> **Study material**

PR #37, opened 2020-08-27
implement vectorSelector linter

Nexucis:
vectorSelector_linter

### DIFF
--- a/src/lang-promql/parser/matcher.ts
+++ b/src/lang-promql/parser/matcher.ts
@@ -1,0 +1,87 @@
+// The MIT License (MIT)
+//
+// Copyright (c) 2020 The Prometheus Authors
+//
+// Permission is hereby granted, free of charge, to any person obtaining a copy
+// of this software and associated documentation files (the "Software"), to deal
+// in the Software without restriction, including without limitation the rights
+// to use, copy, modify, merge, publish, distribute, sublicense, and/or sell
+// copies of the Software, and to permit persons to whom the Software is
+// furnished to do so, subject to the following conditions:
+//
+// The above copyright notice and this permission notice shall be included in all
+// copies or substantial portions of the Software.
+//
+// THE SOFTWARE IS PROVIDED "AS IS", WITHOUT WARRANTY OF ANY KIND, EXPRESS OR
+// IMPLIED, INCLUDING BUT NOT LIMITED TO THE WARRANTIES OF MERCHANTABILITY,
+// FITNESS FOR A PARTICULAR PURPOSE AND NONINFRINGEMENT. IN NO EVENT SHALL THE
+// AUTHORS OR COPYRIGHT HOLDERS BE LIABLE FOR ANY CLAIM, DAMAGES OR OTHER
+// LIABILITY, WHETHER IN AN ACTION OF CONTRACT, TORT OR OTHERWISE, ARISING FROM,
+// OUT OF OR IN CONNECTION WITH THE SOFTWARE OR THE USE OR OTHER DEALINGS IN THE
+// SOFTWARE.
+
+import { Subtree } from 'lezer-tree';
+import { EqlRegex, EqlSingle, LabelMatcher, LabelName, MatchOp, Neq, NeqRegex, StringLiteral } from 'lezer-promql';
+import { EditorState } from '@codemirror/next/basic-setup';
+
+class Matcher {
+  type: number;
+  name: string;
+  value: string;
+
+  constructor(type: number, name: string, value: string) {
+    this.type = type;
+    this.name = name;
+    this.value = value;
+  }
+
+  matchesEmpty(): boolean {
+    switch (this.type) {
+      case EqlSingle:
+      case EqlRegex:
+        return this.value === '';
+      case Neq:
+      case NeqRegex:
+        return this.value !== '';
+      default:
+        return false;
+    }
+  }
+}
+
+function createMatcher(labelMatcher: Subtree, state: EditorState): Matcher {
+  const matcher = new Matcher(0, '', '');
+  labelMatcher.iterate({
+    enter: (type, start, end) => {
+      switch (type.id) {
+        case LabelMatcher:
+          return undefined;
+        case LabelName:
+          matcher.name = state.sliceDoc(start, end);
+          break;
+        case MatchOp:
+          return undefined;
+        case EqlSingle:
+        case Neq:
+        case EqlRegex:
+        case NeqRegex:
+          matcher.type = type.id;
+          break;
+        case StringLiteral:
+          const value = state.sliceDoc(start, end);
+          matcher.value = value === "''" || value === '""' || value === '``' ? '' : value;
+          break;
+      }
+      return false;
+    },
+  });
+  return matcher;
+}
+
+export function buildLabelMatchers(labelMatchers: Subtree[], state: EditorState): Matcher[] {
+  const matchers: Matcher[] = [];
+  labelMatchers.forEach((value) => {
+    matchers.push(createMatcher(value, state));
+  });
+  return matchers;
+}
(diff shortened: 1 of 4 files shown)


juliusv:
`foo{bar=""}` is actually legal, as the `foo` itself is already a non-empty matcher. It's equivalent to `{__name__="foo",bar=""}`

Nexucis:
ah ok. mmm I'm missing something in this algo https://github.com/prometheus/prometheus/blob/master/promql/parser/parse.go#L589 then.

src/lang-promql/parser/matcher.ts
```diff
@@ -0,0 +1,87 @@
...
+  name: string;
+  value: string;
+
+  constructor(type: number, name: string, value: string) {
+    this.type = type;
+    this.name = name;
+    this.value = value;
+  }
+
+  matchesEmpty(): boolean {
```
juliusv, line 38: You won't be able to detect matchers that match the empty string perfectly in Javascript, as you would need a JS-based RE2 (https://github.com/google/re2) implementation.

For example, `foo=~".*"` would also match empty labels although the regex string is not empty, and on the flip side, `foo!~"|bar"` does *not* match empty labels, although the regex string is not empty.

You could try matching the regexes in JS against an empty string (like we do in Go), but since JS regexes are different from RE2 regexes, this won't work perfectly either.

So maybe the best you can do is to only detect some cases, like `EqlSingle` and `Neq` ones, but not the regex cases (you could include some special-case hardcoded regex cases too, but it should never return a linter error for something that is not actually a matcher that matches an empty label).

src/lang-promql/parser/matcher.ts
```diff
@@ -0,0 +1,87 @@
...
+          return undefined;
+        case EqlSingle:
+        case Neq:
+        case EqlRegex:
+        case NeqRegex:
+          matcher.type = type.id;
+          break;
+        case StringLiteral:
+          const value = state.sliceDoc(start, end);
+          matcher.value = value === "''" || value === '""' || value === '``' ? '' : value;
```
juliusv, line 72: Doesn't this keep the quotes in case the string is not empty, but remove the quotes in case the string is empty?

juliusv:
@Nexucis Yeah, you will need to check whether there is a `MetricIdentifier` preceding the `LabelMatchers`, and translate that into a label matcher internally as well, before doing the linter checks.

src/lang-promql/parser/parser.ts
```diff
@@ -273,6 +264,45 @@ export class Parser {
...
+      this.state
+    );
+    // A Vector selector must contain at least one non-empty matcher to prevent
+    // implicit selection of all metrics (e.g. by a typo).
+    let empty = true;
+    let i = 0;
+    while (i < labelMatchers.length && empty) {
+      empty = labelMatchers[i].matchesEmpty();
+      i++;
+    }
```
juliusv, line 279: You can just replace the 6 lines above with:

```typescript
const empty = labelMatchers.every(lm => lm.matchesEmpty());
```

...and at that point you can probably just inline it.

src/lang-promql/parser/parser.ts
```diff
@@ -273,6 +264,45 @@ export class Parser {
...
+    if (labelMatchers.length > 0 && empty) {
```
juliusv, line 280: Once you include the metric name in the label matchers, I don't think it can ever happen that `labelMatchers.length` is 0, as then you would not end up in this code.

src/lang-promql/parser/matcher.ts
Nexucis: yeah it is. Maybe not so clever

juliusv: Guess you just want to do `matcher.value = value.slice(1,-1);`

Nexucis:
Thanks for your careful review :). I think I resolve all issue you spotted. I hope I didn't forget anything.

src/lang-promql/parser/parser.ts
```diff
@@ -269,31 +270,32 @@ export class Parser {
...
     // VectorSelector ( MetricIdentifier ( Identifier ) )
     // https://github.com/promlabs/lezer-promql/blob/71e2f9fa5ae6f5c5547d5738966cd2512e6b99a8/src/promql.grammar#L200
     const vectorSelectorNodeName = node.firstChild?.firstChild;
     if (vectorSelectorNodeName) {
       vectorSelectorName = this.state.sliceDoc(vectorSelectorNodeName.start, vectorSelectorNodeName.end);
     }
+    if (vectorSelectorName !== '') {
+      labelMatchers.push(new Matcher(EqlSingle, '__name__', vectorSelectorName));
+    }
+    console.log(`${this.tree}`);
```
juliusv, line 283: You forgot some debug statements :)

src/lang-promql/parser/parser.ts
```diff
@@ -273,6 +265,46 @@ export class Parser {
...
+    if (vectorSelectorName !== '') {
+      // In this case the last LabelMatcher is checking for the metric name
+      // set outside the braces. This checks if the name has already been set
+      // previously
+      let i = 0;
+      let metricNameSet = false;
+      while (i < labelMatchers.length - 1 && !metricNameSet) {
+        metricNameSet = labelMatchers[i].name === '__name__';
+        i++;
+      }
```
juliusv, line 301: Could just be:

```typescript
const metricNameSet = labelMatchers.some(lm => lm.name === '__name__');
```

src/lang-promql/parser/parser.ts
```diff
@@ -273,6 +265,46 @@ export class Parser {
...
+      if (metricNameSet) {
+        this.addDiagnostic(node, `metric name must not be set twice: ${vectorSelectorName} or ${labelMatchers[i - 1].value}`);
```
juliusv, line 303: Ah because of your `i` here... though you could then do:

```suggestion
        this.addDiagnostic(node, `metric name must not be set twice: ${vectorSelectorName} or ${labelMatchers.filter(lm -> lm.name === '__name__')[0].value}`);
```

juliusv: Even better, do this above:

```typescript
const labelMatcherMetricName = labelMatchers.find(lm => lm.name === '__name__');
```

That returns `undefined` in case there is no metric name.

juliusv: And then `labelMatcherMetricName.value` here.

juliusv:
Somehow with this, it still does not detect `{foo=""}` as wrong.

src/lang-promql/parser/parser.ts
Nexucis: If I'm doing that it will find the LabelMatcher I manually inject in the array.

juliusv: Maybe just do this first then, before extending the array :)

src/lang-promql/parser/matcher.ts
Nexucis: lol much better. Didn't know why I did it like this. Thanks !

Nexucis:
> Somehow with this, it still does not detect {foo=""} as wrong.

Huge mistake I made.  The name of the metric was finding like that: 

```typescript
const vectorSelectorNodeName = node.firstChild?.firstChild;
```
But it returns something when the expression is `{foo=""}`

It's fixed by specifying the exact path expecting like that:
```typescript
const vectorSelectorNodeName = walkThrough(node, MetricIdentifier, Identifier);
```

Now everything should be fine. Thanks again for your careful review. Hopefully you were there to catch the mistake made !

src/lang-promql/parser/parser.ts
Nexucis: yup I did it like you suggested, much cleaner. Thanks !

src/lang-promql/parser/parser.ts
Nexucis: mmm I should enable the rule in eslint to stop forgetting them

juliusv:
:+1: Nice :)

PR #41, opened 2020-09-06
Fix two linter bugs

juliusv:
The following expression should be legal, but was not:

    1 * 2

The following expression should not be legal, but was:

    metric_name * "string"


Nexucis (approved):
Nice ! Thanks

> **Problem to work on**
Whenever the word "array" appears in a line of the listing, report that line.

> **Response to this task**
Nexucis: If I'm doing that it will find the LabelMatcher I manually inject in the array.
juliusv: Maybe just do this first then, before extending the array :)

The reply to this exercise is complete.